Auch bei diesem Besuch waren die Produkte nicht optimal, der Einsatz von Saucen sehr verhalten und das Gefühl für Nuancen eher abwesend. An die besseren alten Zeiten erinnerten in erster Linie die Süßspeisen. Eine solch wunderbar spitzfindige Leichtigkeit wie beim Apfel-Panna-Cotta mit Rosmarin, Fromage Blanc und Apfelwein-Sud von hessischen Streuobstwiesen würden wir uns bei jedem Gericht wünschen. Die köstliche, am Tisch flambierte Schmandtarte, die wunderbar aromatische Erdbeertarte und der ausgezeichnete Streusel-Zwetschgenkuchen sind neben Pralinen mit Gewürzkuchen oder Karamell die Basis einer famosen Patisserie, die jeden Mittag inklusive zum Businessmenü (ab 42,50 €) als Kaffeebegleitung zum Einsatz kommt.

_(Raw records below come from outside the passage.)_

PR #2223, opened 2021-04-15
Throw an error if using a query with useMutation or a mutation with useQuery

### LINKED ISSUE #2200: Throw an error if using a query with useMutation or a mutation with useQuery
### What do you want and why?

Throw an error if using a query with useMutation or a mutation with useQuery. These have different expectations and behavior, so we need to throw an error in this case.

Split [sanitize](https://github.com/blitz-js/blitz/blob/canary/packages/core/src/utils/react-query-utils.ts#L82) into `sanitizeQuery` and `sanitizeMutation` and add the type check `queryFn._meta.type` should be `query` or `mutation`, so you know which type is actually being passed in.

### Additional context

https://discord.com/channels/802917734999523368/802989186495152149/830524607429476413

Mokshit06:
Closes: #2200 

This Pull Request closes #2200. It also includes test cases for them.

## Bug Checklist

## Feature Checklist


flybayer:
Thanks @Mokshit06! Looks really good except you have a failing jest test in the auth example.

```
[@examples/auth::jest]   ● renders blitz documentation link
[@examples/auth::jest] 
[@examples/auth::jest]     TypeError: Cannot read property 'type' of undefined
[@examples/auth::jest] 
[@examples/auth::jest]       279 |     var queryFnName = type === "mutation" ? "useMutation" : "useQuery";
[@examples/auth::jest]       280 |
[@examples/auth::jest]     > 281 |     if (enhancedQueryFn._meta.type !== type) {
[@examples/auth::jest]           |                               ^
[@examples/auth::jest]       282 |       throw new Error("\"" + queryFnName + "\" was expected to be called with a " + type + " but was called with a \"" + enhancedQueryFn._meta.type + "\"");
[@examples/auth::jest]       283 |     }
[@examples/auth::jest]       284 |
```

Run `yarn jest` in `examples/auth/` to see that locally.

Mokshit06:
Hey @flybayer, I was looking into the error and it is occurring because the `_meta` property is not defined on the `enhancedQueryFn`. Isn't that supposed to be defined after `validateQueryFn` is called?

flybayer:
@Mokshit06 no, it's already added because `validateQueryFn` ensures that. But I think the solution is to not throw the error if `isNotInUserTestEnvironment()`, same as in `validateQueryFn`, because this is a jest only issue.

flybayer:
Yay!

PR #2228, opened 2021-04-17
Fix `Routes` manifest type error. Change to `string` to `string | number`

JuanM04:

Before this, something like this (taken from blitzjs.com) would throw a TypeScript error:

```tsx
<Link href={Routes.ProductsPage({ productId: 123 })} />
```

## Bug Checklist

### DIFF
--- a/examples/auth/app/pages/projects/[projectId].tsx
+++ b/examples/auth/app/pages/projects/[projectId].tsx
@@ -24,7 +24,7 @@ export const Project = () => {
         <h1>Project {project.id}</h1>
         <pre>{JSON.stringify(project, null, 2)}</pre>
 
-        <Link href={`/projects/${project.id}/edit`}>
+        <Link href={Routes.EditProjectPage({projectId: project.id})}>
           <a>Edit</a>
         </Link>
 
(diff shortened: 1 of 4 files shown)


Skn0tt (changes requested):
Good catch! Could you add an integration test?

The CI fails, but I fail to see why ... any idea @flybayer?

JuanM04:
> Could you add an integration test?

I've already changed `route-import-manifest.spec.ts` to match these changes. If you are asking me to create integration tests (the ones inside `test/`), I have no clue on how to create them.

> The CI fails, but I fail to see why

It failed before I created this PR (see #2223, for example)

Mokshit06:
I think the CI is failing because we aren't running `blitz codegen` to [generate the Routes manifest](https://blitzjs.com/docs/route-manifest#generating).

Skn0tt:
@JuanM04 I've extended the existing integration test to include usage of numbers: 16dc11d

Skn0tt:
@Mokshit06

> I think the CI is failing because we aren't running blitz codegen to generate the Routes manifest.

It looks like Windows doesn't know how to deal with [these](https://github.com/blitz-js/blitz/tree/canary/packages/core/node_modules/.blitz) symlinks. Do you know of a way to make Symlinks work on windows? Otherwise, I'll just copy&paste the files they're linking to :)

Skn0tt (approved):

Wir verfolgen die Küche von Alfred Friedrich seit über zwanzig Jahren und erinnern uns noch gut an die Zeiten im seligen Brückenkeller mit ihm. Auch in seinem Humperdinck im Frankfurter Westend und im Restaurant Marcobrunn auf Schloss Reinhartshausen im Rheingau glänzte er meist. Bei Heinz Winkler in Aschau hatte er eine leichte Schwächephase, doch schon gleich mit dem feierlichen Eröffnungsdinner bei Zarges auf der Frankfurter Freßgass trumpfte Friedrich mit einem hervorragenden Menü auf. Fazit der Stunde: Alfred Friedrich hat sein Talent nicht verloren und könnte bei deutlicher Steigerung durchaus an seine Glanzzeiten anschließen.

Ludwig Fienhold

 

Lafleur, im Frankfurter Palmengarten, Palmengartenstr. 11, Tel. 069 900 29 100. www.palmengarten-gastronomie.de

Vorspeisen 32 – 36 €, Suppen 19 – 21 €, Hauptgerichte 48 – 57 €, Desserts 19 – 26 €, Menüs 115 – 135, Vegetarische Menüs 100 – 120 €.